Tempest (The Chronicles of Winterset #2) - K.G. Reuss
Chapter 1
He’s dead.
The words repeated in my head, mercilessly bouncing off the walls of my grief-stricken mind. His face lingered in my thoughts, the tragedy written upon it, as I tumbled off the cliff. I kept seeing him fall beside me, giving his life so that I might live. His voice echoed in the darkness, telling me he loved me. I could feel the electricity charging through me, only mine now.
He’s dead.
I wanted to wake up from the terrible nightmare. I wanted to open my eyes and see Calix’s smiling face, feel his energy surge through me, and see his dark eyes shining brightly as he looked at me. I needed his touch, his kiss. I struggled against the force holding me down, against the pain in my heart, the realization that the man I loved was gone all because of me.
I didn’t know where I was or how long I’d been there. Since the evening on the cliff, I hadn’t opened my eyes. It could’ve been a day, or it could’ve been a hundred. It didn’t matter. Time didn’t matter if Calix wasn’t there.
I didn’t matter.
I tuned out the concerned voices whispering around me. They sounded frantic and frightened, afraid I may never wake up. I didn’t want to wake up, but I knew it was inevitable, just like the future that was spread out before me. Calix died so I could live. But if living meant being without him, then I feared I was dying a million deaths.
My throat tightened as tears begin to form. They squeezed out of my eyes in warm rivers and cascaded down my cold cheeks.
A warm touch tenderly brushed them aside. A whisper sounded from far away.
“It’s going to be OK,” the familiar deep voice murmured, an accent now touching what used to sound so different. “It has to be OK.”
I breathed out and let the comfort of sleep take over.
Chapter 2
I winced as the tingling in my chest grew and slowly leaked throughout my body, blanketing me in comfortable warmth. I wiggled my fingers and toes, testing them to see if they still worked. There was something within me forcing me to wake up and face reality.
I hadn’t opened my eyes in what felt like weeks, maybe even months. I shuddered to think how long I’d laid there, how long it had been since Calix held me.
My eyelids fluttered, as I tried to force them open. I needed to know he was really gone. That this wasn’t a horrendous dream, another of my visions. With great effort, I willed my eyes to open.
I stared blearily around the dark room in confusion, a sinking feeling in the pit of my stomach. I knew from the soft, plush bed that this wasn’t my room, and if this wasn’t my room, then maybe everything I’d relived during my slumber had been real.

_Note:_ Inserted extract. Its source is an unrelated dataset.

PR #4781, opened 2017-02-07
Apply the suffix adjustment in collection_path also to batch_action_path

knu:
When the resource model name were an uncountable noun like "News", the URL helper method for the batch action would be suffixed with an extra `_index` suffix.

We have confirmed that this fixes the following error you get with the current implementation when ActiveAdmin renders a batch action button:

Wincing, I struggled out of the bed. Gingerly, I rose, only to collapse in a heap on the cold, stone floor. I cried out as I made contact with it, my muscles screaming in agony as I tried to get them to work.
Reaching out, I grasped at a large ornate rug and pulled myself across the floor, grimacing as the pain shot through my body like hot lightning. It felt like I’d been hit by a bus. I had to remind myself I’d fallen off a cliff and that was the reason for the soreness and tenderness in my body. A bus wasn’t really a far stretch.
I continued my journey across the room and managed to almost make it to the door before the muscles in my arms gave out, leaving me in a helpless pile on the cool floor, shivering with tears streaming down my face.
I licked my cracked lips and tried to call for help, but the rawness in my throat made it ache like it had a million tiny cuts in it.
“H-help.” my voice cracked, barely above a whisper, as I tried to get someone’s attention. “P-plea-ease.”
I called out again and again and was just about to resign myself to a night on the cold floor when the heavy doors to the room were thrown open, casting light inside. Footsteps rushed into the room.
“Analia,” a familiar voice called out, the owner kneeling beside me and pushing my hair out of my face. “Go! Get help.”
In one swift movement, the man reached down and pulled me into his arms, lifting me into the air.